On this website we aim to provide answers to your questions about the regulation of equine osteopathy, standards of training and practice, how to find an equine osteopath, what to expect when your horse sees an equine osteopath and what to do if you have concerns about an osteopath or your treatment.

To help us do this, we list below some of the questions we are most frequently asked, along with the answers. Just click on the question itself and the answer will be revealed.

How long do equine osteopathic appointments last?

In general, the initial consultation treatment lasts up to 60 minutes, and subsequent treatments around half an hour. The first appointment is usually slightly longer to allow for a full case history to be taken.

How much does treatment cost?

Please see fees section of our website

What are the techniques and what are the benefits?

Combination of articulation, which is movement of the joints, traction and some soft tissue. The aim is to increase range and quality of movement

What can I expect on my first visit from an equine osteopath?
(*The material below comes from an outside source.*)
PR #238, opened 2023-04-20
Updated nomenclature documentation by removing the methods from being listed in the sidebar

GretchenSchowalter:
By adding :noindex: to these files I was able to remove the methods from being listed in the sidebar of the nomenclature documentation. The one tradeoff is that they are also no longer listed on the api documentation page that has the table of contents for that section.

At the first consultation, the equine osteopath will compile a full case history of the symptoms, as well as asking for information about lifestyle and diet. The osteopath may also observe some simple movements to help them make a diagnosis. Equine osteopaths are trained to examine areas of animals body using a highly-developed sense of touch, known as palpation, to determine conditions and identify the body’s points of weakness or excessive strain. Osteopathy is a ‘package’ of care that includes skilled mobilising and manipulative techniques, reinforced by guidance on diet and exercise.The osteopath will discuss with you the most appropriate treatment plan, estimating the likely number of sessions needed to treat any identified condition effectively. If the osteopath thinks that the horses’ condition is unlikely to respond to osteopathic treatment, you will be advised about how to seek further care. Equine Osteopaths are skilled in diagnostic techniques and trained to identify when a patient needs to be referred to a vet.

What is actually done?

The initial session (once permission has been sought from your vet) consists of – Case History – symptoms, onset, history, past medical history, active examination (walk, trot, circles, sometimes ridden), passive examination starting at hoof and finishing at spine. Explanation of findings to owner and how osteopathy may help – what I can do and can’t do; prognosis; treatment plan Treatment Rehab exercise prescription and specific ridden work Guidance and advice on saddlery and dentistry

What is equine osteopathy?

Equine osteopathy is a primary care profession, focusing on the diagnosis, treatment, prevention and rehabilitation of musculoskeletal disorders, and the effects of these conditions on a horses’ general health. Using many of the diagnostic procedures applied in conventional medical assessment, equine osteopaths seek to restore the optimal functioning of the horses’ body, where possible without the use of drugs or surgery. Equine osteopathy is based on the principle that the horses’ body has the ability to heal, and equine osteopathic care focuses on strengthening the musculoskeletal systems to treat existing conditions and to prevent illness. Equine osteopaths’ patient-centred approach to health and well-being means they consider symptoms in the context of the animals full medical history, as well as their lifestyle and circumstances. This holistic approach ensures that all treatment is tailored to the individual horse. Osteopathy is a “whole body” system of manual therapy, based on unique biomechanical principles, which uses a wide range of techniques to treat musculoskeletal problems and other functional disorders of the horse’s body. Human osteopathy was developed in America in the 1870’s by a Missouri Doctor, Andrew Taylor Still, and has developed to the point where it is now widely recognised throughout the world as one of the most scientifically validated and effective “complementary” therapies. Equine osteopathy is a more recent phenomenon with equine osteopaths extending many of the techniques applicable to human osteopathy to horses.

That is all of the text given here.